**Task:** Please tally the lines of the records that contain "ReactPortal" and send back only the total.

↓↓↓

PR #2571, opened 2024-05-01
feat: Part 2 of converting modals to Restart UI - Disconnected & Loading modals

hannahpurcell:
Directed to merge onto the first branch

https://app.asana.com/0/1205385723132845/1206770630583768


assets/src/components/disconnectedModal.tsx
```diff
@@ -1,18 +1,22 @@
 import React from "react"
 import { reload } from "../models/browser"
+import { Modal } from "@restart/ui"
 
 const DisconnectedModal = () => (
-  <>
-    <div className="c-modal">
+  <Modal
```
joshlarson, line 6: Suggestion: Each place where we're using restart's `Modal`, all of the props are duplicated. What if we created our own custom modal component that abstracted this?

I would recommend calling it `<SkateModal />` or something like that, not because I think that's a good name, but because [we already have a component](https://github.com/mbta/skate/blob/9ffd12145c842c46b1a4f9058a1e2e28634a5e62/assets/src/components/modal.tsx) called `<Modal />`.


(Honestly, the existing `<Modal />` should probably be called something else, because its role in the app is to _always_ be there, and to conditionally take over the app, rendering a modal on top of Skate, but coming up with better names for that is beyond the scope of this PR, IMO)

joshlarson:
Like this so far!

I'm holding off on approving for now because I'm interested in your thoughts on [this comment](https://github.com/mbta/skate/pull/2571/files#r1588266682), and also because the build is currently failing (there are a few test files that need `ReactPortal` and `ReactNode` imported, I think)

assets/src/components/disconnectedModal.tsx
hannahpurcell: In the modals converted so far, this is true that the props are duplicated. But not so for a few additional modals I'm converting now, though they are very close to the same. That said, I think given the slight prop variation between them, I'd prefer to keep the component invocations as-is, or at least defer a consolidation effort

hannahpurcell: Oh darnit, this gave me an idea 🫠

hannahpurcell: Ok I was wondering how many modals I should split out to a separate generic modal. Here's my thinking: there are three categories of modal. Notification modals, which use the basic Restart modal, basic class stylings for "c-modal", and extra styling from "_basic_notification_modal". Preset modals, which use a generic InputModal component that can be converted to the Restart modal, but separately from the other modals because it uses a special "c-input-modal" styling. And then "Other modals" to include disconnected and loading modals, which are just styled with bare bones "c-modal". I think there's some work that can be done here to consolidate the notification and "other modals" because I don't think the styling of those are very different, but that could lead to visual changes and a conversation with design. So for now, I'd kinda like to defer that refactor.

For the time being: if I make a new parent component to represent a sort of `<SkateModal />`, then `<InactiveNotificationModal ... />` would include `<BasicNotificationModal ... />`, which would include `<SkateModal .../>` which would be an extremely simple component (simple is good, but that's an extra layer of nesting than I prefer.) And `<SkateModal />` would only be used in 3 places atm. I dunno, maybe these are fine, the file navigation would just get bothersome to me?

joshlarson: Part of me thinks that we might be able to avoid at least some of the indirection you mentioned with judicious use of props - `<SkateModal inactive />`, for instance - but I agree that we don't need to block this particular PR on that.

joshlarson (approved):

assets/tests/components/notificationModals/chelseaLoweredNotificationModal.test.tsx
```diff
@@ -1,10 +1,18 @@
...
 import { initialState, setNotification } from "../../../src/state"
 import ChelseaLoweredNotificationModal from "../../../src/components/notificationModals/chelseaLoweredNotificationModal"
+import ReactDOM from "react-dom"
+
+jest.mock("react-dom", () => {
+  return {
+    ...(jest.requireActual("react-dom") as typeof ReactDOM),
+    createPortal: (node: ReactNode): ReactPortal => node as ReactPortal,
+  }
+})
```
firestack, line 15: question: merge conflict?

assets/tests/components/__snapshots__/modal.test.tsx.snap
```diff
@@ -143,10 +153,6 @@ exports[`Modal renders loading modal when appropriate 1`] = `
         Loading...
       </div>
     </div>
-    <div
-      aria-hidden="true"
-      class="c-modal-backdrop"
-    />
```
firestack, line 149: The [new backdrop](https://github.com/mbta/skate/pull/2571/files#diff-a5d8b215b8b92f35520456915b39141b327d3f33bf71425344cbb88248bb3f8fR129-R131) seems to be missing `aria-hidden=true`?

hannahpurcell: Ooooooo! Ok fantastic catch. This is important and I'm surprised Restart UI doesn't have the nice aria features built-in.  Do you know why we moved towards using Restart UI as opposed to component libraries that maybe have more of the accessibility framework? It's been a while since I've worked on keeping an app accessible, so it might be so easy to incorporate that we don't care to have a library do it, but I would guess that it'd be nice to let a library do some of the lifting?

firestack: IIRC We want to move to Restart UI to get rid of the management code of opening and closing a modal and managing focus states without needing to fully turn ourselves over to a specific modal yet. I'm not sure why the library doesn't add `aria-hidden` here, I'm assuming there may be some info I'm not aware of and maybe aria-hidden isn't needed, but I assume that since we're in control of how the backdrop is rendered it's up to us and not really the library.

↑↑↑

**Answer for this exercise:** 2